Saved data entries
PR #2401, opened 2020-07-26
feat: use `process.env.METRO_NODE_OPTIONS` when starting Metro

aleclarson:
Instead of using `NODE_OPTIONS` from the `expo-cli` process, the Metro process overrides it with `METRO_NODE_OPTIONS`.

This has two effects:
- the Metro process can be debugged with `--inspect-brk`
- the `expo-cli` process can be debugged with `--inspect-brk` without causing an "address already in use" error in the Metro process

Fixes https://github.com/expo/expo/issues/9398

### DIFF
--- a/packages/xdl/src/Project.ts
+++ b/packages/xdl/src/Project.ts
@@ -1796,9 +1796,12 @@ export async function startReactNativeServerAsync(
 
   if (options.reset) {
     cliOpts.push('--reset-cache');
-  } // Get custom CLI path from project package.json, but fall back to node_module path
+  }
+
+  // Get custom CLI path from project package.json, but fall back to node_module path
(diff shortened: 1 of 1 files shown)


fson (approved):
Thanks, seems good to me. 👍 

Tip: as an alternative way to make debugging Metro easier, you can also use the new `EXPO_USE_DEV_SERVER=true` environment variable, which makes Metro run in the same process instead of a subprocess. (This feature is currently in beta, but we'll make it the default soon.)

omulet:
The problem is now that the configured NODE_OPTIONS gets discarded completely. So if I previously used `NODE_OPTIONS=--max_old_space_size=4096 expo publish`, now I must use `METRO_NODE_OPTIONS=--max_old_space_size=...`. Not a big issue unless you rely on NODE_OPTIONS in multiple CI workflows.

PR #2415, opened 2020-07-31
[xdl] Add EXPO_TOKEN authentication method

byCedric:
## What I did

This integrates the `EXPO_TOKEN` authentication method, implemented as a `Bearer` authorization token.

- **Added the token retrieval in `UserSettings`**
I think this is the proper place for that. Eventually, it's an environmental setting but still set by the user. We could also move it to the `UserManager` itself, but I think using it from `UserSettings` makes more sense.

- **Added token in the `getSessionAsync` method**
When integrating the robots, I noticed this method is used in other areas to see if people are authenticated. With this, the DevTools also uses the proper username and other authentication stuff (e.g. username).

- ~~**Added to API v1 and v2**~~
~~I can't find traces of API v1 being used somewhere, but I added it using almost identical implementation. Again, the token is fetched from `UserSettings` by the `UserManager` and passed through within the (current) user. This should work fine for `ApiV2Client.clientForUser(user)` calls. For API v1, I added a call to `UserSettings` to fetch the token.~~ _**see section above**._

- **Token has priority over existing authentication session**
E.g. when a user runs this from his or her computer, we probably want to prioritize the `EXPO_TOKEN` value. When the user is already authenticated, this token is used over any existing session.

- **User session data from token isn't stored through `UserSettings`**
I think this is important to mention as well, I don't think any data fetched with the token should be stored. If users provide the token inline, this data should only be "available" during that same execution call (e.g. `EXPO_TOKEN=xxx expo publish`). It also doesn't interfere with existing sessions, falling back right to that when the token isn't set anymore.

## What needs to be done

- ~~**Add (unit) tests**~~ - Done, [see comment](https://github.com/expo/expo-cli/pull/2415#issuecomment-668082834)

- ~~**Double-check the analytics calls for EXPO_TOKEN sessions**~~ Done
Right now, when `ensureLoggedInAsync` is called, it fetches the user. If no current user is loaded yet, it will fetch the info and send out the login analytics event. I'm not sure if this is still valid when using the token. Every call using that token _and using `ensureLoggedInAsync`_ will send out the login event.

- ~~**Consider if we need to fail when using EXPO_TOKEN and `expo logout`**~~ Done
Logging out isn't that relevant here, I don't think we can even do that. As long as that token is defined in the environment, the user will still be authenticated using that token.
> As TC mentioned, this also applies to `logout`, `login`, and `register`

## See it in action

<details>
<summary><code>$ expo whoami</code> with inline and exported token</summary>
whoami example
</details>

<details>
<summary><code>$ expo build:android</code> with inline token</summary>
build android example
</details>

<details>
<summary><code>$ expo build:ios</code> with exported token</summary>
build ios example
</details>

### DIFF
--- a/packages/xdl/src/ApiV2.ts
+++ b/packages/xdl/src/ApiV2.ts
@@ -59,15 +59,20 @@ type QueryParameters = { [key: string]: string | number | boolean | null | undef
 
 type APIV2ClientOptions = {
   sessionSecret?: string;
+  authorizationToken?: string;
 };
 
 export default class ApiV2Client {
   static exponentClient: string = 'xdl';
   sessionSecret: string | null = null;
+  authorizationToken: string | null = null;
 
   static clientForUser(user?: APIV2ClientOptions | null): ApiV2Client {
-    if (user && user.sessionSecret) {
-      return new ApiV2Client({ sessionSecret: user.sessionSecret });
+    if (user && (user.authorizationToken || user.sessionSecret)) {
+      return new ApiV2Client({
+        authorizationToken: user.authorizationToken,
+        sessionSecret: user.sessionSecret,
+      });
     }
 
     return new ApiV2Client();
@@ -78,6 +83,9 @@ export default class ApiV2Client {
   }
 
   constructor(options: APIV2ClientOptions = {}) {
+    if (options.authorizationToken) {
+      this.authorizationToken = options.authorizationToken;
+    }
     if (options.sessionSecret) {
       this.sessionSecret = options.sessionSecret;
     }
@@ -194,7 +202,10 @@ export default class ApiV2Client {
       },
     };
 
-    if (this.sessionSecret) {
+    // Handle auth method, prioritizing authorization tokens before session secrets
+    if (this.authorizationToken) {
+      reqOptions.headers['Authorization'] = `Bearer ${this.authorizationToken}`;
+    } else if (this.sessionSecret) {
       reqOptions.headers['Expo-Session'] = this.sessionSecret;
     }
 
--- a/packages/xdl/src/ApiV2.ts
+++ b/packages/xdl/src/ApiV2.ts
@@ -68,11 +68,8 @@ export default class ApiV2Client {
   accessToken: string | null = null;
 
   static clientForUser(user?: APIV2ClientOptions | null): ApiV2Client {
-    if (user && (user.accessToken || user.sessionSecret)) {
-      return new ApiV2Client({
-        accessToken: user.accessToken,
-        sessionSecret: user.sessionSecret,
-      });
+    if (user) {
+      return new ApiV2Client(user);
     }
 
     return new ApiV2Client();
--- a/packages/xdl/src/ApiV2.ts
+++ b/packages/xdl/src/ApiV2.ts
@@ -59,18 +59,18 @@ type QueryParameters = { [key: string]: string | number | boolean | null | undef
 
 type APIV2ClientOptions = {
   sessionSecret?: string;
-  authorizationToken?: string;
+  accessToken?: string;
 };
 
 export default class ApiV2Client {
   static exponentClient: string = 'xdl';
   sessionSecret: string | null = null;
-  authorizationToken: string | null = null;
+  accessToken: string | null = null;
 
   static clientForUser(user?: APIV2ClientOptions | null): ApiV2Client {
-    if (user && (user.authorizationToken || user.sessionSecret)) {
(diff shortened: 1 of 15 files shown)


packages/xdl/src/ApiV2.ts
```diff
@@ -59,15 +59,20 @@ type QueryParameters = { [key: string]: string | number | boolean | null | undef
...
 
 export default class ApiV2Client {
   static exponentClient: string = 'xdl';
   sessionSecret: string | null = null;
+  authorizationToken: string | null = null;
 
   static clientForUser(user?: APIV2ClientOptions | null): ApiV2Client {
-    if (user && user.sessionSecret) {
-      return new ApiV2Client({ sessionSecret: user.sessionSecret });
+    if (user && (user.authorizationToken || user.sessionSecret)) {
```
byCedric, line 71: I'm not 100% sure why we check on the session secret here, that's already done in the constructor. So that would make these checks obsolete?

packages/xdl/src/UserSettings.ts
```diff
@@ -107,11 +107,16 @@ async function anonymousIdentifier(): Promise<string> {
   return id;
 }
 
+function userToken(): string | null {
```
fson, line 110: Maybe `accessToken` would be a more accurate name for this field? And perhaps then use the same name everywhere (i.e. `authorizationToken` -> `accessToken`.

packages/xdl/src/User.ts
```diff
@@ -195,27 +198,34 @@ export class UserManagerInstance {
...
         return null;
       }
 
       const data = await this._readUserData();
+      const token = UserSettings.userToken();
 
-      // No session, no current user. Need to login
-      if (!data || !data.sessionSecret) {
+      // No token, no session, no current user. Need to login
+      if (!token && (!data || !data.sessionSecret)) {
```
fson, line 216:
```suggestion
      if (!token && !data?.sessionSecret) {
```

packages/xdl/src/UserSettings.ts
byCedric: Done!

byCedric:
@fson I also added some unit tests for the changes I made. It's a combination of the old existing integration tests (with mocked API) and new tests for the token handling. I can remove this if it's just too much. But I'd figure adding some tests for this would be good.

Task goal
From the records above, repeat exactly the lines from the one with "Tip: as an alternative" through the one with "PR #2415, opened 2020-07-31", both included.

Expected answer
Tip: as an alternative way to make debugging Metro easier, you can also use the new `EXPO_USE_DEV_SERVER=true` environment variable, which makes Metro run in the same process instead of a subprocess. (This feature is currently in beta, but we'll make it the default soon.)

omulet:
The problem is now that the configured NODE_OPTIONS gets discarded completely. So if I previously used `NODE_OPTIONS=--max_old_space_size=4096 expo publish`, now I must use `METRO_NODE_OPTIONS=--max_old_space_size=...`. Not a big issue unless you rely on NODE_OPTIONS in multiple CI workflows.

PR #2415, opened 2020-07-31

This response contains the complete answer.